Arnold's variational principle and its application to the stability of planar vortices

TL;DR

This paper explores variational principles based on Arnold's stability criteria for 2D Euler equations, providing new insights into vortex stability and extending analysis to low-viscosity Navier-Stokes flows.

Contribution

It offers a detailed functional-analytic study of stability conditions, revisits classical vortex stability with a new proof, and examines viscous effects on Gaussian vortices.

Findings

New stability proof for Oseen's vortex with geometric insights

Conditions under which second variations inform stability analysis

Impact of viscosity on vortex stability in Navier-Stokes equations

Abstract

We consider variational principles related to V. I. Arnold's stability criteria for steady-state solutions of the two-dimensional incompressible Euler equation.
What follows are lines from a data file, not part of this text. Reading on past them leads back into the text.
Issue #431, opened 2025-09-24
Trackers for the BMT development (build Buildings)


yiyi1991:
# Where it sits
This issue tracks the development of the Buildings sector in MESSAGEix-BMT runs. 
A full run should be able to 
- build the Buildings sector in the baseline scenario, 
- implement demand-sector policies in policy scenarios, 
- and contribute to scenario inter-comparison with high-granularity building sector results. 

This issue can be closed once the first milestone is reached. 

Currently code sits on:
- Branches in message-ix-models:
  - [`iiasa:bmt_dev`](https://github.com/iiasa/message-ix-models/tree/bmt_dev).
- Branch in message_data:
  - [`iiasa:bmt_dev`](https://github.com/iiasa/message_data/tree/bmt_dev).

# What needs to be there

- [x] Collect all pieces, no matter outdated or one-time calibration codes, to make sure the scenario with high-granularity Buildings will be consistent with the most recent deliveries (SSP scenarios) of the MESSAGEix model to Scenario MIP, 25.08
- [x] Build the takeaway BM scenario, 25.09
- [x] Finish the following roadmap table

  Enduse | Input source | Static built | Vetted | Dynamic built
  -- | -- | -- | -- | --
  resid_cooling/heating/hot_water | STURM | ready |1st round |one iteration, not automatic
  comm_cooling/heating/hot_water | STURM | ready |1st round  |one iteration, not automatic
  resid_construction/demolition | STURM | ready |1st round |ready
  comm_construction/demolition | STURM | ready |1st round |ready
  resid_cook/app | ACCESS/GLANCE | ready | ready | ready
  afofio_therm/spec | calibration |   |   | ready
  non_comm | calibrated ACCESS | ready | ready | ready

- [x] Build reporting, legacy report ready
- [x] Prepare first merge (cover all Buildings functions except dynamic build as it comes later in the policy scenario steps), by 26.03

# Where is the next step
Once the ``build`` function of the Buildings sector is stable, the next steps are tracked in the parent issue of this issue.

yiyi1991:
With the merge of PR#486, this sub-issue is closed.

PR #433, opened 2025-09-28
Add BMT workflows and update functions to build Buildings module

yiyi1991:
This is a draft PR to track bmt development (issue #431, and its parent issue #483) for the milestone "build the Buildings sector on a baseline scenario". 

Key functions that may need code check
- message_ix_models.model.buildings.build.**build_B**
- message_ix_models.model.buildings.build.**prepare_data_B**

When the buildings module is run as part of the bmt workflow, it calls ``build_B``. It loads inputs (prices, STURM outputs, static demand) specified in `context.buildings` or from the config file `data/bmt/config.yaml`, calls `prepare_data_B` to derive parameter data from the base scenario and those inputs, and then applies the buildings spec to the scenario. 

The `prepare_data_B` function produces demand and technology parameters (input, output, capacity factor, etc.) for buildings commodities and the residual AFOFIO representation; it can also add materials linkage when`with_materials` is true.

The two functions should be able to refactor and apply to message_ix_models.model.buildings.**main** and message_ix_models.model.buildings.build.**prepare_data**, so that the same functions apply to previous projects (e.g., NAVIGATE). Another PR will be opened for such a possible refactor.

## How to review

- (Optional) Run ``mix-models bmt run --from="M cloned" "BM built"`` to see if it works on an R12 scenario. The function should work once the ``test_bmt.py`` passed, which includes ``test_build_B_runs_with_minimal_data`` and ``test_build_B_runs_with_materials``. 
- (Optional) Run ``mix-models bmt run --from="BM solved" "BM reported"`` to see if the report works. This calls the legacy report on message-data branch `bmt_dev`.
- The documentation makes sense.

## PR checklist
- [x] Update doc/whatsnew.


message_ix_models/model/material/build.py
```diff
@@ -273,3 +273,78 @@ def make_spec(regions: str, materials: str or None = SPEC_LIST) -> Spec:
         ) from None
 
     return s
+
+
+# same as build(), but context-based
```
khaeru, line 278: Here and in .buildings.build, I think it would be preferable to adjust the build() or main() function to take a Context object, and then decide what to do/not do based on settings attached to it, like a .material.Config or .buildings.Config instance.

This way we could hopefully avoid duplicating methods, and reduce the risk that 2+ different 'build' methods diverge from one another.

khaeru: (As always, happy to try to help make this change.)

message_ix_models/util/context.py
```diff
@@ -459,3 +461,8 @@ def write_debug_archive(self) -> None:
         Shorthand for :meth:`.Config.write_debug_archive`.
         """
         self.core.write_debug_archive()
+
+    def print_contents(self):
```
khaeru, line 465: Probably equivalent to:
```python
print(repr(context.asdict()))
```

yiyi1991: ah, thx

message_ix_models/model/material/build.py
khaeru: The key transport lines are:
https://github.com/iiasa/message-ix-models/blob/b51d8f08fd999c50bb0d3a8c4ef10d0d030c4fab/message_ix_models/model/transport/build.py#L647-L652
and:
https://github.com/iiasa/message-ix-models/blob/b51d8f08fd999c50bb0d3a8c4ef10d0d030c4fab/message_ix_models/model/transport/build.py#L529-L545

The latter seems complicated, but it is basically trying to cover for different CLI, testing, and other uses of the code, and also allow to selectively override one or a few Config settings. For a minimal implementation, you could try something like:
```py
if "material" in context:
    # Existing config instance, don't do anything
    log.info(f"Use existing materials config: {context.material!r}")
else:
    # There's no materials Config instance, create a new one
    context["material"] = material.Config(**kwargs)
```

message_ix_models/data/technology.yaml
```diff
@@ -2896,6 +2896,14 @@ sp_el_RC:
   input: [electr, final]
   output: [rc_spec, useful]
 
+sp_el_RC_RT:
+  name: sp_el_RC
```
macflo8:
```suggestion
  name: sp_el_RC_RT
```

message_ix_models/tests/model/test_bmt.py
```diff
@@ -0,0 +1,484 @@
...
+        {
+            "commodity": ["afofio_spec", "afofio_therm"],
+            "node": [nodes[0], nodes[0]],
+            "year": [2020, 2020],
+            "value": [0.1, 0.1],
+            "unit": ["GWa", "GWa"],
+            "time": ["year", "year"],
+            "level": ["useful", "useful"],
+        }
+    )
```
macflo8:
```suggestion
    common_dims = dict(
        node="R12_AFR", unit="GWa", time="year", level="useful", year=[2020, 2030]
    )
    prices = pd.DataFrame({"commodity": commodities})
    sturm_r = make_df("demand", **common_dims, commodity="resid_heat_electr", value=1.0)
    sturm_c = make_df("demand", **common_dims, commodity="comm_heat_electr", value=0.5)
    demand_static = make_df(
        "demand", **common_dims, commodity=["afofio_spec", "afofio_therm"], value=0
    ).assign(year=[2020, 2020])
```

macflo8 (commented):
This looks good to me overall!
I left a few minor suggestions. Mainly formatting improvements and small refactorings to make some things more concise.

If there is any function/module that I should particularly look at (e.g.: regarding modelling methodology), please tag me there.

khaeru:
Rebased on current `main`.

doc/bmt/index.rst
khaeru, line 1: Newly added documentation files need to be added to 1 of the existing `.. toctree::` directives somewhere, else they will not appear in the built docs.

I've done this in the commits added to the branch.

khaeru (approved):
Approved, pending checks passing. I've made a number of refinements on recent commits on this branch, will edit this comment to explain.

- Instead of a separate class `.bmt.config.BuildingsConfig`, expand `.buildings.config.Config` to carry the additional information needed.
  - This avoids the need for lots of new code to read files, set defaults, update, etc., since `.buildings.config.Config` already has those.
- `.buildings.build_B()` was a duplicate of `.buildings.main()`, with substantial overlap in code but a different name. Instead of such a duplicate:
  - Use the same function for both 'methods'.
  - Add a setting (`.buildings.Config.method`) to control which of the methods is used; this setting enters the function through an argument (`context`).
  - Use `if:`-blocks in the function to guard steps that happen in one method but not the other.
- Instead of calling `get_spec()` and then following with code to modify its return value, pass an argument that signals it to return something different, as desired.
- The organization of test modules should match the organization of the code being tested. So, for instance, the added `.model.buildings.build.prepare_data_B` should be tested in `.tests.model.test_buildings`. Tests for `.model.bmt` code should be in `.tests.model.test_bmt`.

message_ix_models/cli.py
```diff
@@ -172,6 +172,7 @@ def _log_threads(k: int, n: int):
     "message_ix_models.testing.cli",
     "message_ix_models.util.pooch",
     "message_ix_models.util.slurm",
+    "message_ix_models.model.bmt.cli",
```
khaeru, line 175: Note to self: in a follow-up PR, ensure this list is sorted.

message_ix_models/model/buildings/build.py
```diff
@@ -602,6 +638,249 @@ def prepare_data(
     return result
 
 
+def prepare_data_B(  # noqa: C901
```
khaeru, line 641: Note to self: complexity here is 27.

In a follow up PR:
- At minimum, add a comment and mention in pyproject.toml, similar to other complex methods.
- Try to reduce the complexity somewhat.

message_ix_models/model/bmt/utils.py
```diff
@@ -0,0 +1,288 @@
...
+            scenario, info, sturm_r, sturm_c, "bm_subtraction"
+        )
+
+    else:
+        raise ValueError(f"Unknown method: {method}")
+
+    return mat_demand
+
+
+def build_PM(context, scenario: "Scenario", **kwargs) -> "Scenario":
```
khaeru, line 245: This seems to be used directly as a workflow step in the function `.workflow.generate()`. A loose convention we have is that functions that are workflow steps should live in the same .workflow module where they are used, so this could be shifted.

message_ix_models/cli.py
khaeru: Resolved in #486.

message_ix_models/model/buildings/build.py
khaeru: > - At minimum, add a comment and mention in pyproject.toml, similar to other complex methods.

This is done in #486.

Our goal is to investigate under which conditions the quadratic forms defined by the second variation of the associated functionals can be used in the stability analysis, both for the Euler evolution and for the the Navier-Stokes equation at low viscosity. In particular, we revisit the classical example of Oseen's vortex, providing a new stability proof with stronger geometric flavor. Our analysis involves a fairly detailed functional-analytic study of the inviscid case, which may be of independent interest, and a careful investigation of the influence of the viscous term in the particular example of the Gaussian vortex.